If you have questions feel free to tweet me it seems like a cool project @pythiccoder
nice article, there is a kaggle competition (Spooky Author) that you had to identify which of three authors wrote a sentence. the problem is very much the same, so not only can you try your technique on the data, you can also read kernels people posted in the competition.
Unlike what the commentor above said that its not modern and you should have did word2vec, bags of words are very robust and work well in these situations. word2vec was trained on a completely different corupus, and this data is quite small.
some things you might try are:
- cosine distance between words
- ad LDA (latent dirichelet allocation) topic probabilities
- add verb speed (how fast they used the first verb in sentence
- run an LSTM NN, add the predicted prob as features (careful in overfiting)
Maybe consider including the results of others' analyses alongside yours? Even more interesting would be a deep-dive into why they disagree. (Adventures in interpretation)
Also maybe do a PCA and show scatter plots of the first two PCs for each doc?
I'm no expert, but these could be fun avenues to explore.
That thought crossed my mind. I was thinking of trying to get a training set and teaching these models based on previous works by Jay, Madison, and Hamilton. However a lot of what I found for each of them was behind a paywall, or too hard to grep through to actually get the data. For instance all I could find in my (admittedly superficial) digging on John Jay was a book by UVA called "The Selected Papers of John Jay". It costs $90 and contains correspondence both too and from John Jay. It seemed like too much overhead for a weekend project so I just settled on unsupervised.
Increasingly it feels like we can only "think" anonymously, not speak. Technology like Tor allows me to surf the web untracked, which is good. There are chilling effects from mass surveilance that cause people not read about sensitive topics[1]. It's good people can expose themselves to primary sources unimpeded.

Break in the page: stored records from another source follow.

PR #445, opened 2022-03-02
Add MQR FAQ app

erikh360:
Sorry about the size, we an ignore the go-* file since thats just generated.


DevChima:
A LOT but looks good. :)

PR #446, opened 2022-03-10
Update for different content format

erikh360:


DevChima:
I'm not familiar with the flows so it's a bit hard to confirm that no screens were skipped but code looks good.

Buhle79 (commented):
+1

PR #454, opened 2022-04-11
fix minor collection name first name

codiebeulaine:


rudigiesler (approved):
👍 Looks good. Should we have a test for it?

PR #455, opened 2022-04-12
Momza 2073 dev of opt out flow

Buhle79:


erikh360 (commented):
I think first sort out the errors and you don't have to commit the gruntfile changes so you can revert those.

I also think we don't need a v2 file here, as this is github and we have proper version control and more control over deploys compared to rapidpro.

PR #456, opened 2022-04-13
ussd new optout

Buhle79:


src/ussd_popi_rapidpro.js
```diff
@@ -927,37 +927,195 @@ go.app = function() {
...
+                    " " +
+                    "Have a lovely day!"
+                )
+            });
+        });
+
+        self.add("state_anonymous_data_optout", function(name, opts){
+            var msisdn = utils.normalize_msisdn(self.im.user.addr, "ZA");
+            var answers = self.im.user.answers;
+            var opt_out = answers.state_stop_being_part === "yes";
```
DevChima: You might want to use _.toUpper() here and  "YES" instead

src/ussd_popi_rapidpro.js
```diff
@@ -927,37 +927,195 @@ go.app = function() {
...
+
+        self.add("state_stop_being_part_optout_success", function(name) {
+            return new EndState(name, {
+                next: "state_start",
+                text: $(
+                    "Your research consent has been withdrawn, and you have been removed from all research." +
+                    " " +
+                    "MomConnect will continue to send you helpful messages." +
+                    " " +
+                    "Goodbye."
```
DevChima, line 1018: This could be:
(
          "Your research consent has been withdrawn, and you have been removed from all research. " +
          "MomConnect will continue to send you helpful messages. Goodbye "
        ),        
OR 
You could use \n or join("\n")) if you want new lines.

go-app-ussd_popi_rapidpro.js
```diff
@@ -1076,37 +1076,195 @@ go.app = function() {
...
+                subscriptions.push("baby due on " + edd.format("DD/MM/YYYY"));
+            }
+
+            if (dobs.length > 0) {
+                console.log('dobs.length > 0');
+                if (dobs.length == 1) {
+                    subscriptions.push("baby born on " + dobs[0].format("DD/MM/YYYY"));
+                } else {
+                    dobs.forEach(function(dob, i) {
+                        subscriptions.push("baby born on " + dob.format("DD/MM/YYYY"));
```
DevChima, line 1215: Can you please test this postbirth option too. "baby born on.."
EDD looks good.

DevChima: I see it's the entire block is commented out. We'll need to test both

src/ussd_popi_rapidpro.js
```diff
@@ -927,37 +927,195 @@ go.app = function() {
...
         });
 
-        self.add("state_opt_out", function(name) {
+        self.states.add("state_optout_menu", function(name) {
             return new MenuState(name, {
-                question: $("Do you want to stop getting MomConnect messages?"),
+                question: $("What would you like to do?"),
+                choices: [
+                    new Choice("state_opt_out_reason", $("Stop getting messages")),
+                    new Choice("state_stop_being_part", $("Stop being part of research")),
```
DevChima: state_stop_research might be easier to read than state_stop_being_part beyond this screen.

src/ussd_popi_rapidpro.js
```diff
@@ -993,76 +1153,33 @@ go.app = function() {
...
         });
 
         self.add("state_submit_opt_out", function(name, opts) {
             var msisdn = utils.normalize_msisdn(self.im.user.addr, "ZA");
             var answers = self.im.user.answers;
-            var forget = answers.state_delete_data === "state_delete_confirm";
-            var loss = answers.state_loss_messages === "state_loss_delete_data";
-            var loss_forget = answers.state_loss_delete_data === "yes";
+            var loss = answers.state_loss_messages === "state_submit_opt_out";
+            var loss_forget = answers.state_submit_opt_out === "yes";
```
DevChima: You can use _.toUpper() here and "YES"

test/ussd_popi_rapidpro.test.js
```diff
@@ -2205,163 +2119,49 @@ describe("ussd_popi_rapidpro app", function() {
...
-                        "2. Back"
-                    ].join("\n")
+                        "Sorry we don't understand. Please try again.",
+                        "1. Stop getting all MomConnect messages"
+                    ].join("\n"),
                 })
                 .run();
         });
-    });
+    });*/
```
DevChima: Trailing slash

go-app-ussd_popi_rapidpro.js
```diff
@@ -1076,37 +1076,195 @@ go.app = function() {
...
             return new MenuState(name, {
-                question: $("Do you want to stop getting MomConnect messages?"),
+                question: $("What would you like to do?"),
+                choices: [
+                    new Choice("state_opt_out_reason", $("Stop getting messages")),
+                    new Choice("state_stop_being_part", $("Stop being part of research")),
+                    new Choice("state_anonymous_data", $("Make my data anonymous")),
+                    new Choice("state_no_optout", $("Nothing. I still want to get messages"))
+                ],
+                error: $("Try again, don't understand."),
```
DevChima: We could use a more comprehensible error message here.

go-app-ussd_popi_rapidpro.js
```diff
@@ -1076,37 +1076,195 @@ go.app = function() {
...
 
-        self.add("state_no_optout", function(name) {
+        self.add("state_anonymous_data", function(name) {
             return new MenuState(name, {
-                question: $(
-                    "Thanks! MomConnect will continue to send helpful messages and process " +
-                    "your personal info. What would you like to do?"
+                question: $("If you make your data anonymous, we'll delete your phone number, " +
+                            "and we won't be able to send you messages." ,
+                            " " ,
```
DevChima: I don't think we need this "". You could use \n of join(\n)

go-app-ussd_popi_rapidpro.js
```diff
@@ -1076,37 +1076,195 @@ go.app = function() {
...
+                ]
+            });
+        });
+
+        self.add("state_no_optout", function(name) {
+            return new EndState(name, {
+                next: "state_start",
+                text: $(
+                    "Thanks! MomConnect will continue to send you helpful messages." +
+                    " " +
```
DevChima: ""

DevChima:
Looking great. I only left a few comments that are mostly cosmetic.

src/ussd_popi_rapidpro.js
```diff
@@ -1532,105 +1651,6 @@ go.app = function() {
             });
         });
 
-        self.add("state_all_questions_view", function(name) {
```
erikh360: Why are these states being removed?

src/ussd_popi_rapidpro.js
```diff
@@ -993,76 +1153,33 @@ go.app = function() {
...
-                ),
-                error: $(
-                    "Sorry we don't recognise that reply. Please enter the number next to your " +
-                    "answer."
-                ),
-                choices: [
-                    new Choice("state_submit_opt_out", $("Next"))
-                ]
+        self.add("state_message_unhelpful_or_unknown", function(name) {
+            return new EndState(name, {
```
erikh360: Shouldn't this also go to state_submit_opt_out?

src/ussd_popi_rapidpro.js
```diff
@@ -927,37 +927,195 @@ go.app = function() {
             });
         });
 
-        self.add("state_opt_out", function(name) {
+        self.states.add("state_optout_menu", function(name) {
```
erikh360: I think this should just be self.add

src/ussd_popi_rapidpro.js
```diff
@@ -927,37 +927,195 @@ go.app = function() {
...
+                question: $("If you make your data anonymous, we'll delete your phone number, " +
+                            "and we won't be able to send you messages." ,
+                            " " ,
+                            "Do you want to continue?"),
+                error: $(
+                    "Sorry we don't recognise that reply. Please enter the number next to your " +
+                    "answer."
                 ),
+                choices: [
+                    new Choice("state_anonymous_data_optout", $("Yes")),
```
erikh360, line 969: As per the new comments in Miro, this should also ask for a reason. I'm happy if we change this in a new PR to keep the size of this one down

src/ussd_popi_rapidpro.js
```diff
@@ -927,37 +927,195 @@ go.app = function() {
...
+
+        self.add("state_anonymous_data_optout", function(name, opts){
+            var msisdn = utils.normalize_msisdn(self.im.user.addr, "ZA");
+            var answers = self.im.user.answers;
+            var opt_out = answers.state_stop_being_part === "yes";
+            return self.rapidpro
+                .start_flow(
+                    self.im.config.optout_flow_id, null, "whatsapp:" + _.trim(msisdn, "+"), {
+                        opt_out: opt_out ? "TRUE" : "FALSE",
+                        mqr_consent: "Denied",
```
erikh360: Does the flow expect this field?

erikh360 (commented):
Looking good but a few comments

src/ussd_popi_rapidpro.js
Buhle79: @erikh360 I've removed them as we don't have them on the miro flow. Must i add them back ?

go-app-ussd_popi_rapidpro.js
Buhle79: @DevChima The block we are skipping for now i will add the test when we switching back to it.

src/ussd_popi_rapidpro.js
Buhle79: Will add to new PR

src/ussd_popi_rapidpro.js
Buhle79: Will add to new PR

src/ussd_popi_rapidpro.js
```diff
@@ -927,37 +927,194 @@ go.app = function() {
             });
         });
 
-        self.add("state_opt_out", function(name) {
+        self.add("state_optout_menu", function(name) {
```
erikh360, line 930: I don't think we need to rename this state, the mainmenu still references "state_opt_out"

erikh360: oh wait, I see what's happening, I think we just need to change the reference in "state_main_menu" to point here

src/ussd_popi_rapidpro.js
```diff
@@ -975,8 +1132,10 @@ go.app = function() {
                 next: function(choice) {
                     if(_.includes(["miscarriage", "stillbirth", "babyloss"], choice.value)) {
                         return "state_loss_messages";
+                    } else if(_.includes(["not_useful", "unknown"], choice.value)) {
+                        return "state_message_unhelpful_or_unknown";
```
erikh360: I think this should still go to state_submit_opt_out for these reasons. maybe split after that to show the specific messages.

src/ussd_popi_rapidpro.js
```diff
@@ -993,76 +1152,33 @@ go.app = function() {
...
+                        "\n" +
+                        "For any medical concerns, please visit a clinic."
+                )
             });
         });
 
         self.add("state_submit_opt_out", function(name, opts) {
             var msisdn = utils.normalize_msisdn(self.im.user.addr, "ZA");
             var answers = self.im.user.answers;
-            var forget = answers.state_delete_data === "state_delete_confirm";
```
erikh360, line 1057: I think we can leave this in since the forget should also submit through here.

erikh360: Ideally we shouldn't change this payload at all, this functionality isn't changing, just the way we present the questions

src/ussd_popi_rapidpro.js
```diff
@@ -927,37 +927,194 @@ go.app = function() {
...
+                    }
+                    return self.states.create(name, opts);
+                });
+        });
+
+        self.add("state_stop_research_optout", function(name, opts){
+            var msisdn = utils.normalize_msisdn(self.im.user.addr, "ZA");
+            return self.rapidpro
+                .start_flow(
+                    self.im.config.clear_pii_flow, null, "whatsapp:" + _.trim(msisdn, "+")
```
erikh360: Instead of `clear_pii_flow` lets use something like `research_optout_flow`, we can create a new flow called `External Opt Out - Research` for this in rapidpro where we just change mqr_consent to denied and research_consent to FALSE

erikh360 (commented):
A few more comments

src/ussd_popi_rapidpro.js
erikh360: this comment is not fixed yet?

src/ussd_popi_rapidpro.js
```diff
@@ -993,77 +1142,38 @@ go.app = function() {
...
 
         self.add("state_submit_opt_out", function(name, opts) {
             var msisdn = utils.normalize_msisdn(self.im.user.addr, "ZA");
             var answers = self.im.user.answers;
-            var forget = answers.state_delete_data === "state_delete_confirm";
-            var loss = answers.state_loss_messages === "state_loss_delete_data";
-            var loss_forget = answers.state_loss_delete_data === "yes";
+            var forget = _.toUpper(answers.state_anonymous_data) === "YES";
+            var loss = _.toUpper(answers.state_loss_messages) === "YES";
+            var loss_forget = _.toUpper(answers.state_submit_opt_out) === "YES";
```
erikh360: These are choicestates, the value won't be YES, that is only the label that the user sees, see the lines above you replaced

src/ussd_popi_rapidpro.js
erikh360: Looks like this one is also not resolved

src/ussd_popi_rapidpro.js
Buhle79: Okay i see

src/ussd_popi_rapidpro.js
erikh360: I se this in the forget part that we can do in the next PR

erikh360 (approved):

But if a user tries to say anything of substance or simply become part of a community rather than rotate nyms every year or so, they're opening themself up to fingerprinting.
Nice article! Bag-of-Words models, however, have their drawbacks and I wouldn‘t consider it a modern technique. Would be awesome if you would also try some state of the art techniques like NN word/document embeddings, e.g. with doc2vec.
I've tried to transition fully to python3, but yet it should mostly work in python2.7 as well!
I did not read the book on nltk. I've been into information/coding theory recently (just finished Information by James Gleick) and thought I'd try my hand at something closer to NLP/ML. Very little background in the topic - I've taken a few courses in college and chatted with a few friends that know ML fairly well, but besides that I relied on blog posts and papers found on arxiv!